Stored data
>>>
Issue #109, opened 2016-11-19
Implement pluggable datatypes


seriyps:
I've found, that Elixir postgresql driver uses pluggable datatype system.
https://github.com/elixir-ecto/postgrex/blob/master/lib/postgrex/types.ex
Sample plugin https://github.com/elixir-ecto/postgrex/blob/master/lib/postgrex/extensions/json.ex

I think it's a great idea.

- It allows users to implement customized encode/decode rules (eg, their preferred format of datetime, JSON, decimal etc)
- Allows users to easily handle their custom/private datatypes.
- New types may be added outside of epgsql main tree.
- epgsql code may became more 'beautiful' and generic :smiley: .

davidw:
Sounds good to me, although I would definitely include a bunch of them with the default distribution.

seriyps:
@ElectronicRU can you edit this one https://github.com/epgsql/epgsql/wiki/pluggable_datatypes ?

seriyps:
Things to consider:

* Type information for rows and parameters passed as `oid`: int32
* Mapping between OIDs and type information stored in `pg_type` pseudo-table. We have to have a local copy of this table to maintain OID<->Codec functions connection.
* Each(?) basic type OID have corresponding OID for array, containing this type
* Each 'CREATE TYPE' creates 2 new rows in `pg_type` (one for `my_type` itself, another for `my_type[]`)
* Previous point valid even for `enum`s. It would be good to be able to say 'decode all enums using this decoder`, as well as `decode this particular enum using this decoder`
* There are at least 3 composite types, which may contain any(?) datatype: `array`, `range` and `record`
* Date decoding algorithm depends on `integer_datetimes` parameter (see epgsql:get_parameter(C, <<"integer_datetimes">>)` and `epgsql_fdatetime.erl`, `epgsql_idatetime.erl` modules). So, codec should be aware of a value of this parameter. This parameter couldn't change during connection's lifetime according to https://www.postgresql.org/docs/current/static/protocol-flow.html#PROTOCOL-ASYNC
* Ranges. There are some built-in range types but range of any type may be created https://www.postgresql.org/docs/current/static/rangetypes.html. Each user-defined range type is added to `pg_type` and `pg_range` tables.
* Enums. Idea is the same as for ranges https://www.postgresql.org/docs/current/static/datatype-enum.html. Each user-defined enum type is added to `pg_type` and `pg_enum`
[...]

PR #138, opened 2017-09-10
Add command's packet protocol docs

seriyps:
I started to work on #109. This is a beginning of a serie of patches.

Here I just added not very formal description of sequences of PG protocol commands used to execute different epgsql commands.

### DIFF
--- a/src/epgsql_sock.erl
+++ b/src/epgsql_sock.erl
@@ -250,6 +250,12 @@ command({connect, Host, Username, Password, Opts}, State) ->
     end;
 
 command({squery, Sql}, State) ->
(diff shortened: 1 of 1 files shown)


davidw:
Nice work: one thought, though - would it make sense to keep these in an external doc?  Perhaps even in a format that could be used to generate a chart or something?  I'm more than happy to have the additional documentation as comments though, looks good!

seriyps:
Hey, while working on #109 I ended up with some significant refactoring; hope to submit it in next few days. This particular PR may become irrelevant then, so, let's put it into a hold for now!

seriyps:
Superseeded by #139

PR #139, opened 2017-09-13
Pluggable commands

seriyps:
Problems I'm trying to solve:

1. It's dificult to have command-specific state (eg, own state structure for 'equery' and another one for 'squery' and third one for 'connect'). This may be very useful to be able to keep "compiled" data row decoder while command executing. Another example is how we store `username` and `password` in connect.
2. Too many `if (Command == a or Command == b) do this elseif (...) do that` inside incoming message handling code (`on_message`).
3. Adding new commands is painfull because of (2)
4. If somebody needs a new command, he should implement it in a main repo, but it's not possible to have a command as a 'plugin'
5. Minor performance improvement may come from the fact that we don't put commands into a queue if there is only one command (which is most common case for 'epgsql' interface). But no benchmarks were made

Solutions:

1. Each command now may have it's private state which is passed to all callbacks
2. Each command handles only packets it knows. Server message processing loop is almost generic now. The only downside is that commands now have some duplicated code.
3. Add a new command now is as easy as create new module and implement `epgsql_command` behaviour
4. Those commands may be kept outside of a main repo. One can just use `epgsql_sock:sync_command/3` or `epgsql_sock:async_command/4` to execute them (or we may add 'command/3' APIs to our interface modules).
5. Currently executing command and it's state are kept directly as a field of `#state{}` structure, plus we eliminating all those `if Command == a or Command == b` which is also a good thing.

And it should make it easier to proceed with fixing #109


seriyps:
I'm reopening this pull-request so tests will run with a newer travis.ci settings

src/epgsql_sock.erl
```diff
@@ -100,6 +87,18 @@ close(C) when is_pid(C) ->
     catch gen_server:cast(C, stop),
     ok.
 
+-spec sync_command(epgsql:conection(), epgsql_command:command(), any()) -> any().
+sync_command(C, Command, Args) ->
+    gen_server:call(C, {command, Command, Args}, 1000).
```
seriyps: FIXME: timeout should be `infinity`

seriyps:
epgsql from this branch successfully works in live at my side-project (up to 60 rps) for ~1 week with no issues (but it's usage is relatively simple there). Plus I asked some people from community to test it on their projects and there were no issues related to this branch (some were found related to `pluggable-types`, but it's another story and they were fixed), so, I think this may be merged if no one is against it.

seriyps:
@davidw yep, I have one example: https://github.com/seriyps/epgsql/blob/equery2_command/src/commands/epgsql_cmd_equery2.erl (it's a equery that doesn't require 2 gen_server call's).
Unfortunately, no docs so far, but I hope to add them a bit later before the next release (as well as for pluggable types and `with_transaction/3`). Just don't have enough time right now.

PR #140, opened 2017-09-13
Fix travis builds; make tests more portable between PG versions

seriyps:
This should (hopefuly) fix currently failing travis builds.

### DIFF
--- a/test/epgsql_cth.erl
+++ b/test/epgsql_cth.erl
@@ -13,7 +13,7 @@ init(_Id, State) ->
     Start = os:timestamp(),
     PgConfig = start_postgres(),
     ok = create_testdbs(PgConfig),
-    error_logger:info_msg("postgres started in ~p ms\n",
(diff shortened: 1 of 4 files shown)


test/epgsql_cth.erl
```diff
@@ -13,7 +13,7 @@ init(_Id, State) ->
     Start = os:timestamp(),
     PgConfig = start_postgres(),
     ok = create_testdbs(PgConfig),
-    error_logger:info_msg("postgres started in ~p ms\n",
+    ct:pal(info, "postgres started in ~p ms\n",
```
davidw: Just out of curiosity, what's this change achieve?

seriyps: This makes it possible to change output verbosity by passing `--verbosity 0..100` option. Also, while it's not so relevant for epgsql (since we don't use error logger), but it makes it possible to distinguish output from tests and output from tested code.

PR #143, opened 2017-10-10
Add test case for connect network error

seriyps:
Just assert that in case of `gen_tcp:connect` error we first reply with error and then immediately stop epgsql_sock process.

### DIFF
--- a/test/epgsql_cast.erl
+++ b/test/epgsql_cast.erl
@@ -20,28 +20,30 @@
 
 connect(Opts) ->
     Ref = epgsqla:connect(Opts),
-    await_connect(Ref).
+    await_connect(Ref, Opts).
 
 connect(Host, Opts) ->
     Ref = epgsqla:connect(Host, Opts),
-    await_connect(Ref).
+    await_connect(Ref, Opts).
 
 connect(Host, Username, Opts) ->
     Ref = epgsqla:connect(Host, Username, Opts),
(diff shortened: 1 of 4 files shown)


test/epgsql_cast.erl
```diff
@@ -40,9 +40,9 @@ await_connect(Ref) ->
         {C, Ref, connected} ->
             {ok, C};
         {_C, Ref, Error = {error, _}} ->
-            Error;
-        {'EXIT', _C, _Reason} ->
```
<<<
PROBLEM DESCRIPTION →
The answer should contain only the lines from the first line of the entries through the line holding "Type information for", each exactly as written.

FINISHED EXERCISE →
Issue #109, opened 2016-11-19
Implement pluggable datatypes


seriyps:
I've found, that Elixir postgresql driver uses pluggable datatype system.
https://github.com/elixir-ecto/postgrex/blob/master/lib/postgrex/types.ex
Sample plugin https://github.com/elixir-ecto/postgrex/blob/master/lib/postgrex/extensions/json.ex

I think it's a great idea.

- It allows users to implement customized encode/decode rules (eg, their preferred format of datetime, JSON, decimal etc)
- Allows users to easily handle their custom/private datatypes.
- New types may be added outside of epgsql main tree.
- epgsql code may became more 'beautiful' and generic :smiley: .

davidw:
Sounds good to me, although I would definitely include a bunch of them with the default distribution.

seriyps:
@ElectronicRU can you edit this one https://github.com/epgsql/epgsql/wiki/pluggable_datatypes ?

seriyps:
Things to consider:

* Type information for rows and parameters passed as `oid`: int32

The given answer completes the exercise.